しばらくぶりの記事になりますが、これからはせめて週1回ぐらいのペースで記事を書いていきたいと思います(無理をせずに持続可能な範囲で!)。最近は、いろいろなイベントにも顔を出し、本もいろいろ買っていますが、どれも消化不良気味で、自分としての考えがなかなかまとまらない状況ではあります。それでも、このブログで記事を書くことで少しずつでも考えが整理できればと思っています。

今回は「食料自給率」です。ご存知のとおり日本のカロリーベースの自給率は40%ということで、先進各国の中では非常に低い水準に留まっています。そんな中で、先日、都道府県別の食料自給率というものが、農林水産省から発表されました。

[都道府県別食料自給率]
http://www.maff.go.jp/www/press/cont2/20051125press_2.html

これだけ物流の発達した世の中で都道府県別の食料自給率というものがどれだけ意味があるかという議論もありますが、日本の中で食料がどのように生産され、動いているのかがわかります。主な都道府県の食料自給率は以下のとおりです。

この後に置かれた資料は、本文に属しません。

PR #5838, opened 2019-10-16
fix: better API generation

jstrachan:
which also supports generation of reference docs for `jx-requirements.yml` and `jenkins-x.yml`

特に東京都の食料自給率はわかってはいても衝撃的な数字です。

[食料自給率(カロリーベース/生産額ベース)]

北海道: 201%/177% <--- 非常にバランスがとれています
青森県: 117%/175% <--- 東北地方は概ねこの数値に近い(米どころ)
千葉県: 30%/76% <--- 野菜が多いためでしょうか
東京都: 1%/5% <--- わかっていても衝撃的な数字です
神奈川県: 3%/11%
山梨県: 21%/89%
長野県: 53%/123%
新潟県: 89%/131%
鳥取県: 58%/117%
徳島県: 44%/145%
鹿児島県: 78%/209%
沖縄県: 27%/54%

この食料自給率とサステナビリティ(持続可能性)について、昨年9月に日本学術会議の人口・食料・エネルギー特別委員会が報告書を出しています。また、そのときの委員長の方が書いたコラムが先日載っていました。人口減少社会を向かえ、それを前提に今まではやりたくでも出来なかった食料自給率やエネルギー自給率の向上による”豊かな”、持続可能な社会を創っていこうという趣旨です。この様な物質的な成長ではなく生活の”質”を向上させるという考え方はこれからの社会のビジョンを考えるときに非常に重要だと思います。

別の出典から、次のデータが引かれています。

PR #5845, opened 2019-10-16
fix: Add support for eks arns as context names

### LINKED ISSUE #5841: `jx install` fails to configure docker registry on EKS
### Summary

I'm trying to install a new instance of Jenkins X on an EKS cluster. I'm using the same process I've been using for months that's been working fine, but now I'm encountering a cryptic error.

1. `jx install --provider=eks --no-default-environments --git-provider-url=*** --static-jenkins`
1. 'No' to wildcard DNS
1. 'Yes' to wait for IP resolution
1. 'Yes' to magic DNS name
1. Configure git options

### Expected behavior

Install completes successfully

### Actual behavior

```
WARNING: unable to calculate docker registry values - parsing the current Kubeernetes context kubernetes: unable to parse kubernetes as <cluster_name>.<region>.*
```

happens immediately after starting `jx install`, and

[人口減少時代にこそ食料の自給率向上を(農業協同組合新聞)]
http://www.jacom.or.jp/ronsetsu/jiron/jiron06/rons102s06013005.html

[日本学術会議報告書「人口減少時代の”豊かな”社会]
http://www.scj.go.jp/ja/info/kohyo/pdf/kohyo-19-t1035-4.pdf

ただし、将来を考える上での不安要因もいくつもあります。それを考えさせてくれるのが、レスター・ブラウン氏の「フード・セキュリティー」という本です。水の問題、土壌の問題、飼料の問題など、日頃、輸入作物に頼っていてほとんど意識しない食料の問題について知ることができます。「だれが世界を養うのか」という副題が問題の深刻さを物語っています。豊かになるほど、肉を食べる量が増えるそうです。食肉のためには、飼料が必要です。大量の飼料には、大量の水が必要です。日本国内では、水(淡水)は非常に豊富にあるように感じますが、世界的には
この水の不足が深刻な問題となっています。地球温暖化に伴う気候変動が、それに拍車をかけるだろうとこの本では警告しています。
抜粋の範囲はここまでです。